PR #4075, opened 2019-12-06
Create tarantula.lic

BinuDR:
Tarantula script!  Yaml settings below:

This one is only necessary if you want to set it to true.  The script defaults to false.
`tarantula_debug: false`

This one is only necessary if you got yours altered to be something other than a tarantula, or you want it to use something other than the full name "biomechanical tarantula" when using it.
`tarantula_noun: tarantula`

This one is to tell the script which skills to use per skillset, in and out of combat.  You can specify the same skill both in combat and non_combat.
```
tarantula:
  Armor:
    combat:
    - Chain Armor
    - Defending
    - Shield Usage
  Weapon:
    combat:
    - Melee Mastery
    - Missile Mastery
  Magic:
    combat:
    - Utility
    non_combat:
    - Sorcery
  Survival:
    combat:
    - Evasion
    - Skinning
    non_combat:
    - Athletics
  Lore:
    non_combat:
    - Appraisal
    - Performance
    - Scholarship
```

This is for skills that you NEVER want the tarantula to use.
The script will try other skills if nothing is available from the ones you specify in the above setting.
```
tarantula_excluded_skills:
  - Forging
  - Outfitting
  - Alchemy
  - Enchanting
  - Engineering
```

### DIFF
--- a/tarantula.lic
+++ b/tarantula.lic
@@ -1,0 +1,140 @@
+=begin
+  Documentation: https://elanthipedia.play.net/Lich_script_repository#tarantula
+=end
+
+custom_require.call(%w(common))
+
+class Tarantula
+  include DRC
+  
+  def initialize
+    settings = get_settings
+    @tarantula = settings.tarantula
+    @tarantula_noun = settings.tarantula_noun.nil? ? 'biomechanical tarantula' : settings.tarantula_noun
+    @exclude = settings.tarantula_excluded_skills
+    UserVars.tarantula_last_use ||= Time.now - 600
+    @last = UserVars.tarantula_last_skillset
+    @last ||= check_last
+    @no_use_scripts = settings.tarantula_no_use_scripts
+    @debug = settings.tarantula_debug.nil? ? false : settings.tarantula_debug
+    @all_skills = { 
+      "Armor" => ['Shield Usage', 'Light Armor', 'Chain Armor', 'Brigandine', 'Plate Armor', 'Defending', 'Conviction'],
+      "Weapon" => ['Parry Ability', 'Small Edged', 'Large Edged', 'Twohanded Edged', 'Small Blunt', 'Large Blunt', 'Twohanded Blunt', 'Slings', 'Bow', 'Crossbow', 'Staves', 'Polearms', 'Light Thrown', 'Heavy Thrown', 'Brawling', 'Offhand Weapon', 'Melee Mastery', 'Missile Mastery', 'Expertise'],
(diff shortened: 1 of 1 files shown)


tarantula.lic
```diff
@@ -0,0 +1,140 @@
...
+      "Magic" => ['Lunar Magic', 'Holy Magic', 'Life Magic', 'Elemental Magic', 'Arcane Magic', 'Inner Magic', 'Inner Fire', 'Attunement', 'Arcana', 'Targeted Magic', 'Augmentation', 'Debilitation', 'Utility', 'Warding', 'Sorcery', 'Astrology', 'Summoning', 'Theurgy'],
+      "Survival" =>  ['Evasion', 'Athletics', 'Perception', 'Scouting', 'Stealth', 'Locksmithing', 'Thievery', 'First Aid', 'Outdoorsmanship', 'Skinning', 'Backstab', 'Thanatology'],
+      "Lore" => ['Forging', 'Engineering', 'Outfitting', 'Alchemy', 'Enchanting', 'Scholarship', 'Appraisal', 'Bardic Lore', 'Trading', 'Performance', 'Tactics', 'Empathy'] }
+    
+    passive_loop
+  end
+  
+  def check_last
+    _respond( bold("*** Checking last skillset used ***") ) if @debug
+    bput("study #{@tarantula_noun}", /knowledge of (.*) techniques/, /current set to consume .* experience\./) =~ /knowledge of (.*) techniques/
```
rpherbig: 💡 Is it 'current set to consume' or 'currently set to consume'?

tarantula.lic
```diff
@@ -0,0 +1,140 @@
...
+    end
+    skill = skills.flatten
+                  .reject{ |s| DRSkill.getrank(s) == 1750 }
+                  .reject{ |s| DRSkill.getrank(s) == 0 }
+                  .reject{ |s| DRSkill.getxp(s) < 27 }
+    return skill.sample
+  end
+  
+  def choose_alternate
+    selected = []
```
rpherbig: 💡 You could write this in a bit more idiomatic Ruby, I _think_  like this:

```
def choose_alternate
    skill = @all_skills
                    .reject{ |k,_| k == @last }
                    .values
                    .flatten
                    .reject{ |s| DRSkill.getrank(s) == 1750 }
                    .reject{ |s| DRSkill.getrank(s) == 0 }
                    .reject{ |s| DRSkill.getxp(s) < 30 }
    skill = skill - @exclude if @exclude # this could probably be in a .reject block by checking include? but I'm out of time to tinker with this
    return skill.sample
end
```

tarantula.lic
```diff
@@ -0,0 +1,140 @@
+=begin
+  Documentation: https://elanthipedia.play.net/Lich_script_repository#tarantula
+=end
+
+custom_require.call(%w(common))
```
rpherbig: ❌ Needs `drinfomon`

tarantula.lic
BinuDR: It's current set.  I have bugged the typo in game.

★ ★ ★ ★ ★

[WHAT YOU HAVE TO DO]
Your answer must consist solely of the lines from the top of the entries above through the line containing "--- a/tarantula.lic", copied exactly, both ends included.

[TASK ANSWER]
PR #4075, opened 2019-12-06
Create tarantula.lic

BinuDR:
Tarantula script!  Yaml settings below:

This one is only necessary if you want to set it to true.  The script defaults to false.
`tarantula_debug: false`

This one is only necessary if you got yours altered to be something other than a tarantula, or you want it to use something other than the full name "biomechanical tarantula" when using it.
`tarantula_noun: tarantula`

This one is to tell the script which skills to use per skillset, in and out of combat.  You can specify the same skill both in combat and non_combat.
```
tarantula:
  Armor:
    combat:
    - Chain Armor
    - Defending
    - Shield Usage
  Weapon:
    combat:
    - Melee Mastery
    - Missile Mastery
  Magic:
    combat:
    - Utility
    non_combat:
    - Sorcery
  Survival:
    combat:
    - Evasion
    - Skinning
    non_combat:
    - Athletics
  Lore:
    non_combat:
    - Appraisal
    - Performance
    - Scholarship
```

This is for skills that you NEVER want the tarantula to use.
The script will try other skills if nothing is available from the ones you specify in the above setting.
```
tarantula_excluded_skills:
  - Forging
  - Outfitting
  - Alchemy
  - Enchanting
  - Engineering
```

### DIFF
--- a/tarantula.lic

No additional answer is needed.